Già intorno al midseason ci si poteva lamentare di come l’ordine di nuovi episodi (portati agli attuali 22) avesse gettato nel panico gli sceneggiatori costretti a reinventarsi letteralmente lo show da capo, allungando brodi e tessendo nuove, più o meno riuscite, storyline. Nel breve termine, si può dire che Designated Survivor se la sia cavata senza infamia e senza lode, riuscendo a uscire ancora in piedi dallo scontro.
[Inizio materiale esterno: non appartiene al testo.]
Issue #3249, opened 2024-05-09
Bridge Matching - Re-matching and persisting the match


HRAGANBC:
**Story Description**
As a ministry user, I want the system to recognize newly updated SFAS or SIMS info and re-engage the SFAS bridge file to look for matches and import data appropriately. This way, if I get a notification of a partial match and work with the student to align both profiles any data bridge information can then be matched to the newly made FULL match. We also want to make sure if the student data changes in SIMS, we continue to capture any PY totals on applications, study period overlap and restrictions.

**Acceptance Criteria:**
- [x] When a SIMS profile is created, continue to search for a perfect (DOB/Last name/SIN) match as normal. 
- [x] Do NOT update the student id match on an `sfas_individual` if one already exists
- [x] On any future legacy match search (msfaa/program year total/overlap/overawards/restrictions), find if the SIMS student has already had a match to a legacy profile and use that `sfas_individual.id`

- [x] Overaward imports can be handled after the linking process instead of at initial profile creation.

**Context:**
- Under the current build of the bridge file, SIMS will reference the SFAS data table _only upon SIMS account creation_, therefore if there is a lack of alignment between legacy and SIMS profile data that is resolved (e,g. by updating SFAS info) _after_ SIMS profile is created, _no_ link will be created and _no_ date will be imported. 

Solution could be to have a button available on a student profile which triggers another check with the SIMS DB SFAS_table, and allowing a new 'link' to be made. 

**Technical**
- [x] Update the SQL script [Bulk-update-students-foreign-key.sql](https://github.com/bcgov/SIMS/blob/32674e65bdb026d42967835c0aa20114ae17fb55/sources/packages/backend/libs/src-sql/sfas-individuals/Bulk-update-students-foreign-key.sql) to avoid updating the student ID on the `sfas_individuals` table if already populated.
- [x] Check the below areas (**and other possible features**) to ensure the student ID from `sfas_individuals` table will be used instead of the 3 matching fields.
  - Student Creation
    - PD/PDD (no changes required)
    - Overawards (check with biz if we can remove from student creation and leave it to the bridge only).
    - Provincial Restrictions (processed flag updated only, no changes required)
  - On-demand
    - Application Overlaps
    - Program year totals (workers)
-  [x] Check for any other area of the solution using the Last Name/DOB/SIN from `sims.sfas_individuals`.
-  [x] In case one particular area not listed above would demand more effort than what was planned, please explain and create a new ticket.
[...]

PR #4369, opened 2025-02-20
#3249 - Bridge Matching - Re-matching and persisting the match

lewischen-aot:
- Updated the SQL script [Bulk-update-students-foreign-key.sql](https://github.com/bcgov/SIMS/blob/32674e65bdb026d42967835c0aa20114ae17fb55/sources/packages/backend/libs/src-sql/sfas-individuals/Bulk-update-students-foreign-key.sql) to avoid updating the student ID on the sfas_individuals table if already populated.
- Checked the below areas (and other possible features) to ensure the student ID from sfas_individuals table will be used instead of the 3 matching fields.
  - Overawards
  - Application Overlaps
  - Program year totals (workers)
- Adapted existing E2E tests.

### DIFF
--- a/sources/packages/backend/apps/api/src/route-controllers/application/application.students.controller.ts
+++ b/sources/packages/backend/apps/api/src/route-controllers/application/application.students.controller.ts
@@ -316,10 +316,8 @@ export class ApplicationStudentsController extends BaseController {
     try {
       await this.applicationService.validateOverlappingDates(
         applicationId,
-        student.user.lastName,
         studentToken.userId,
-        student.sinValidation.sin,
-        student.birthDate,
+        student.id,
         referenceStudyStartDate,
         referencedStudyEndDate,
       );
--- a/sources/packages/backend/apps/api/src/route-controllers/application/application.students.controller.ts
+++ b/sources/packages/backend/apps/api/src/route-controllers/application/application.students.controller.ts
@@ -300,9 +300,6 @@ export class ApplicationStudentsController extends BaseController {
       submissionResult.data.data.howWillYouBeAttendingTheProgram,
     );
 
-    const student = await this.studentService.getStudentById(
-      studentToken.studentId,
-    );
     // If offering is present, the selected offering's start and end dates will be used.
     let referenceStudyStartDate =
       submissionResult.data.data.selectedOfferingDate;
@@ -317,14 +314,14 @@ export class ApplicationStudentsController extends BaseController {
       await this.applicationService.validateOverlappingDates(
         applicationId,
         studentToken.userId,
-        student.id,
+        studentToken.studentId,
         referenceStudyStartDate,
         referencedStudyEndDate,
       );
       await this.applicationService.submitApplication(
         applicationId,
         studentToken.userId,
-        student.id,
+        studentToken.studentId,
         programYear.id,
         submissionResult.data.data,
         payload.associatedFiles,
--- a/sources/packages/backend/apps/api/src/services/student/student.service.ts
+++ b/sources/packages/backend/apps/api/src/services/student/student.service.ts
@@ -749,9 +749,7 @@ export class StudentService extends RecordDataModelService<Student> {
   /**
    * Search for the student's SFAS data and update overaward values in
    * disbursement overawards table if any overaward values for BCSL or CSLF exist.
-   * @param studentId student id for the disbursement overaward record.
-   * @param lastName last name for sfas individuals.
-   * @param sinNumber student's sin number.
+   * @param studentId student id for finding a SFAS individual.
    * @param auditUserId user that should be considered the one that is causing the changes.
    * @param entityManager entityManager to be used to perform the query.
    */
--- a/sources/packages/backend/apps/api/src/services/student/student.service.ts
+++ b/sources/packages/backend/apps/api/src/services/student/student.service.ts
@@ -10,8 +10,6 @@ import {
   SINValidation,
   StudentAccountApplication,
   StudentUser,
-  DisbursementOveraward,
-  DisbursementOverawardOriginType,
   RestrictionNotificationType,
   StudentRestriction,
   DisabilityStatus,
@@ -43,10 +41,6 @@ import {
   NotificationActionsService,
   SystemUsersService,
 } from "@sims/services";
-import {
-  BC_STUDENT_LOAN_AWARD_CODE,
-  CANADA_STUDENT_LOAN_FULL_TIME_AWARD_CODE,
-} from "@sims/services/constants";
 
 @Injectable()
 export class StudentService extends RecordDataModelService<Student> {
@@ -231,11 +225,6 @@ export class StudentService extends RecordDataModelService<Student> {
       }
 
       if (sfasIndividual) {
-        await this.importSFASOverawards(
-          sfasIndividual.student.id,
-          auditUserId,
-          entityManager,
-        );
         // For the newly created student, update the Processed status in the
         // SFAS Restrictions table to false. This will enable for the SFAS
         // Restrictions from previous imports that were originally marked as
@@ -745,49 +734,6 @@ export class StudentService extends RecordDataModelService<Student> {
 
   @InjectLogger()
   logger: LoggerService;
-
-  /**
-   * Search for the student's SFAS data and update overaward values in
-   * disbursement overawards table if any overaward values for BCSL or CSLF exist.
-   * @param studentId student id for finding a SFAS individual.
-   * @param auditUserId user that should be considered the one that is causing the changes.
-   * @param entityManager entityManager to be used to perform the query.
-   */
-  async importSFASOverawards(
-    studentId: number,
-    auditUserId: number,
-    entityManager: EntityManager,
-  ): Promise<void> {
-    const sfasIndividual = await this.sfasIndividualService.getSFASOverawards(
-      studentId,
-    );
-    if (!sfasIndividual) {
-      return;
-    }
-    const overawards: DisbursementOveraward[] = [];
-    if (sfasIndividual.bcslOveraward !== 0) {
-      overawards.push({
-        student: { id: studentId } as Student,
-        disbursementValueCode: BC_STUDENT_LOAN_AWARD_CODE,
-        overawardValue: sfasIndividual.bcslOveraward,
-        originType: DisbursementOverawardOriginType.LegacyOveraward,
-        creator: { id: auditUserId } as User,
-      } as DisbursementOveraward);
-    }
-    if (sfasIndividual.cslOveraward !== 0) {
-      overawards.push({
-        student: { id: studentId } as Student,
-        disbursementValueCode: CANADA_STUDENT_LOAN_FULL_TIME_AWARD_CODE,
-        overawardValue: sfasIndividual.cslOveraward,
-        originType: DisbursementOverawardOriginType.LegacyOveraward,
-        creator: { id: auditUserId },
-      } as DisbursementOveraward);
-    }
-    await this.disbursementOverawardService.addLegacyOverawards(
-      overawards,
-      entityManager,
-    );
-  }
 
   /**
    * Get student disability status.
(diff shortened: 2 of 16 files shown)


sources/packages/backend/apps/api/src/route-controllers/application/application.students.controller.ts
```diff
@@ -316,10 +316,8 @@ export class ApplicationStudentsController extends BaseController {
     try {
       await this.applicationService.validateOverlappingDates(
         applicationId,
-        student.user.lastName,
         studentToken.userId,
-        student.sinValidation.sin,
-        student.birthDate,
+        student.id,
```
andrewsignori-aot, line 320: The student ID is present in the `studentToken` also, using it can eliminate the call to the method `getStudentById` at line 303.

sources/packages/backend/libs/services/src/sfas/sfas-application.service.ts
```diff
@@ -20,30 +20,23 @@ export class SFASApplicationService extends DataModelService<SFASApplication> {
...
+    studentId: number,
     studyStartDate: string,
     studyEndDate: string,
   ): Promise<SFASApplication> {
     return this.repo
       .createQueryBuilder("sfasApplication")
       .select(["sfasApplication.id"])
-      .innerJoin("sfasApplication.individual", "sfasFTstudent")
+      .innerJoin("sfasApplication.individual", "sfasIndividual")
+      .innerJoin("sfasIndividual.student", "student")
```
andrewsignori-aot, line 37: In some situations TypeOrm allow the id directly in the `where` without the need for a `innerJoin`, as shown below. Can you test it please?
```ts
return this.repo
      .createQueryBuilder("sfasApplication")
      .select(["sfasApplication.id"])
      .innerJoin("sfasApplication.individual", "sfasIndividual")
      .where("sfasApplication.applicationCancelDate IS NULL")
      .andWhere("sfasIndividual.student.id = :studentId", { studentId })
```

sources/packages/backend/libs/services/src/sfas/sfas-part-time-application.service.ts
```diff
@@ -20,30 +20,23 @@ export class SFASPartTimeApplicationsService extends DataModelService<SFASPartTi
...
-    lastName: string,
+    studentId: number,
     studyStartDate: string,
     studyEndDate: string,
   ): Promise<SFASPartTimeApplications> {
     return this.repo
       .createQueryBuilder("sfasPTApplication")
       .select(["sfasPTApplication.id"])
-      .innerJoin("sfasPTApplication.individual", "sfasPTstudent")
+      .innerJoin("sfasPTApplication.individual", "sfasIndividual")
```
andrewsignori-aot, line 36: Similar to this https://github.com/bcgov/SIMS/pull/4369/files#r1964408124

sources/packages/backend/libs/src-sql/sfas-individuals/Bulk-update-students-foreign-key.sql
andrewsignori-aot, line 1: Can you please update the comment in the file? It lost part of its meaning and can be misleading.
```ts
/*
 * After all the SFAS individuals are imported, this update
 * associates all the students ids that matches with the students
 * currently on the database.
 */

```

sources/packages/backend/apps/api/src/services/student/student.service.ts
```diff
@@ -760,16 +757,11 @@ export class StudentService extends RecordDataModelService<Student> {
...
-    birthDate: string,
-    sinNumber: string,
     auditUserId: number,
     entityManager: EntityManager,
   ): Promise<void> {
     const sfasIndividual = await this.sfasIndividualService.getSFASOverawards(
-      lastName,
-      birthDate,
-      sinNumber,
+      studentId,
```
andrewsignori-aot, line 764: Please let me know if I am missing something but at this moment the `studentId` provided to `importSFASOverawards` will never be present because the student may not even be created yet.
I guess that is what triggered the below technical AC and we ended up never checking with the business. We need a follow-up on this.
```
Overawards (check with biz if we can remove from student creation and leave it to the bridge only).
```

andrewsignori-aot, line 764: If this method stays, please update the comment parameters.

sources/packages/backend/libs/services/src/sfas/sfas-individual.service.ts
```diff
@@ -94,28 +96,18 @@ export class SFASIndividualService {
...
-   * @param sin student's sin.
+   * @param studentId Student id.
    * @returns SFAS individual details.
    */
-  async getSFASOverawards(
-    lastName: string,
-    birthDate: string,
-    sin: string,
-  ): Promise<SFASIndividual> {
+  async getSFASOverawards(studentId: number): Promise<SFASIndividual> {
```
andrewsignori-aot, line 102: This method may removed depending on the answer that we get from the business.
Related comment: https://github.com/bcgov/SIMS/pull/4369#discussion_r1964429507

sources/packages/backend/apps/queue-consumers/src/processors/schedulers/sfas-integration/_tests_/sfas-integration.scheduler.e2e-spec.ts
```diff
@@ -529,22 +529,30 @@ describe(describeProcessorRootTest(QueueNames.SFASIntegration), () => {
...
-      user.lastName = "INNAVOIG";
-      const student = await saveFakeStudent(
-        db.dataSource,
-        { user },
-        { initialValue: { birthDate: "1966-07-21" } },
-      );
-      const sinValidation = createFakeSINValidation(
-        {
-          student,
+      let student = await db.student.findOne({
```
andrewsignori-aot, line 532: I am not following why the student creation is no longer happening and there was it was chosen to find a student.
The test should create its own data and ensure that preexisting data will not conflict with it.

sources/packages/backend/libs/services/src/students-assessments/assessment-sequential-processing.service.ts
```diff
@@ -42,6 +43,8 @@ export class AssessmentSequentialProcessingService {
     private readonly sfasApplicationsRepo: Repository<SFASApplication>,
     @InjectRepository(SFASPartTimeApplications)
     private readonly sfasPartTimeApplicationsRepo: Repository<SFASPartTimeApplications>,
+    @InjectRepository(SFASIndividual)
+    private readonly sfasIndividualRepo: Repository<SFASIndividual>,
```
andrewsignori-aot, line 47: Please remove the not-used variable.

andrewsignori-aot (commented):
Nice work, please do the necessary follow-up with the business to have the ACs clarified/adjusted.
Please also check the below method that is still relying in the match instead of the student ID.
- [getSFASTotalUnsuccessfulCompletionWeeks](https://github.com/bcgov/SIMS/blob/83a79473d091ef06682243a8949d27fb5ce95124/sources/packages/backend/libs/services/src/sfas/sfas-individual.service.ts#L120)

sources/packages/backend/apps/queue-consumers/src/processors/schedulers/sfas-integration/_tests_/sfas-integration.scheduler.e2e-spec.ts
lewischen-aot: Every time this test case is run, a student record with the last name, birth date and sin number is created. During local tests, this test case can create multiple student records with the same last name, birth date and sin number, but the SFAS individual mapping will only map to the first student record if it exists. Without this conditional checking, there would be some work to remove SFAS individual and student records every time this test case is run with the local test database. Unlike local database, the database in Github action is newly created every time, so creating a new student record is necessary if it is not yet created. This conditional statement makes sure this test case works both local and Github action database. It is similar to the `sharedStudent` variable declared in `beforeAll`, but it isn't really necessary because this `student` variable is used only in this test case.

sources/packages/backend/apps/api/src/services/student/student.service.ts
lewischen-aot: I think it would be fine to use student id here because it will not import over awards if the student is not yet created or 
linked from SFAS individual mapping. If the student is not created yet by the time SFAS mapping queue was running and trying to map a student SIMS, then it would not be able to link the SFAS individual to an existing student in SIMS, and it would take some extra effort to handle this scenario. That's how I understand it.

lewischen-aot: The above comment has been justified in the chat. We'll see how it goes next.

sources/packages/backend/libs/services/src/students-assessments/assessment-sequential-processing.service.ts
```diff
@@ -542,11 +531,10 @@ export class AssessmentSequentialProcessingService {
...
       .addSelect("SUM(sfasApplication.csgdAward)", "CSGD")
       .addSelect("SUM(sfasApplication.bcagAward)", "BCAG")
-      .innerJoin("sfasApplication.individual", "sfasStudent")
+      .innerJoin("sfasApplication.individual", "sfasIndividual")
+      .innerJoin("sfasIndividual.student", "student")
       .where("sfasApplication.applicationCancelDate IS NULL")
-      .andWhere("lower(sfasStudent.lastName) = lower(:lastName)", { lastName })
-      .andWhere("sfasStudent.sin = :sin", { sin })
-      .andWhere("sfasStudent.birthDate = :birthDate", { birthDate })
+      .andWhere("student.id = :studentId", { studentId })
```
andrewsignori-aot, line 537: In the same way as the other, this one can also do the where condition on the student without the need to join with the student, right?

sources/packages/backend/libs/services/src/students-assessments/assessment-sequential-processing.service.ts
```diff
@@ -592,11 +576,10 @@ export class AssessmentSequentialProcessingService {
...
       .addSelect("SUM(sfasPTApplication.bcagAward)", "BCAG")
       .addSelect("SUM(sfasPTApplication.csptAward)", "CSPT")
-      .innerJoin("sfasPTApplication.individual", "sfasStudent")
+      .innerJoin("sfasPTApplication.individual", "sfasIndividual")
+      .innerJoin("sfasIndividual.student", "student")
       .where("sfasPTApplication.applicationCancelDate IS NULL")
-      .andWhere("lower(sfasStudent.lastName) = lower(:lastName)", { lastName })
-      .andWhere("sfasStudent.sin = :sin", { sin })
-      .andWhere("sfasStudent.birthDate = :birthDate", { birthDate })
+      .andWhere("student.id = :studentId", { studentId })
```
andrewsignori-aot, line 582: Similar to https://github.com/bcgov/SIMS/pull/4369/files#r1966257261

andrewsignori-aot (commented):
Thanks for making the changes. Business is updating the ACs about the overawards during student creation and we can proceed with the changes.

sources/packages/backend/libs/services/src/sfas/sfas-individual.service.ts
```diff
@@ -128,33 +100,14 @@ export class SFASIndividualService {
...
     const sfasIndividualData = await this.sfasIndividualRepo
       .createQueryBuilder("sfasIndividual")
       .select(
         "SUM(sfasIndividual.unsuccessfulCompletion)::int",
         "totalUnsuccessfulWeeks",
       )
-      .where("sin = :sin", { sin })
-      .andWhere("birth_date = :birthDate", { birthDate })
-      .andWhere("LOWER(last_name) = LOWER(:lastName)", { lastName })
+      .innerJoin("sfasIndividual.student", "student")
```
andrewsignori-aot, line 109: Minor, this one can also use the student ID directly instead of using the `inner join`.

andrewsignori-aot (approved):
Thanks for making the changes and accommodating the AC change. Looks good 👍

Sul lungo termine invece la fatica si sta facendo sentire, soprattutto per quanto riguarda l’agente Wells e la sua parte di trama. Nonostante le vengano dedicati ben tre cliffhanger su tre, uno dopo l’altro, non riesce più a convincere come nella prima parte di stagione. In particolare, sono due le azzoppate rifilate da Maggie Q allo show e evidenziate in particolar modo da questo “The Ninth Seat”.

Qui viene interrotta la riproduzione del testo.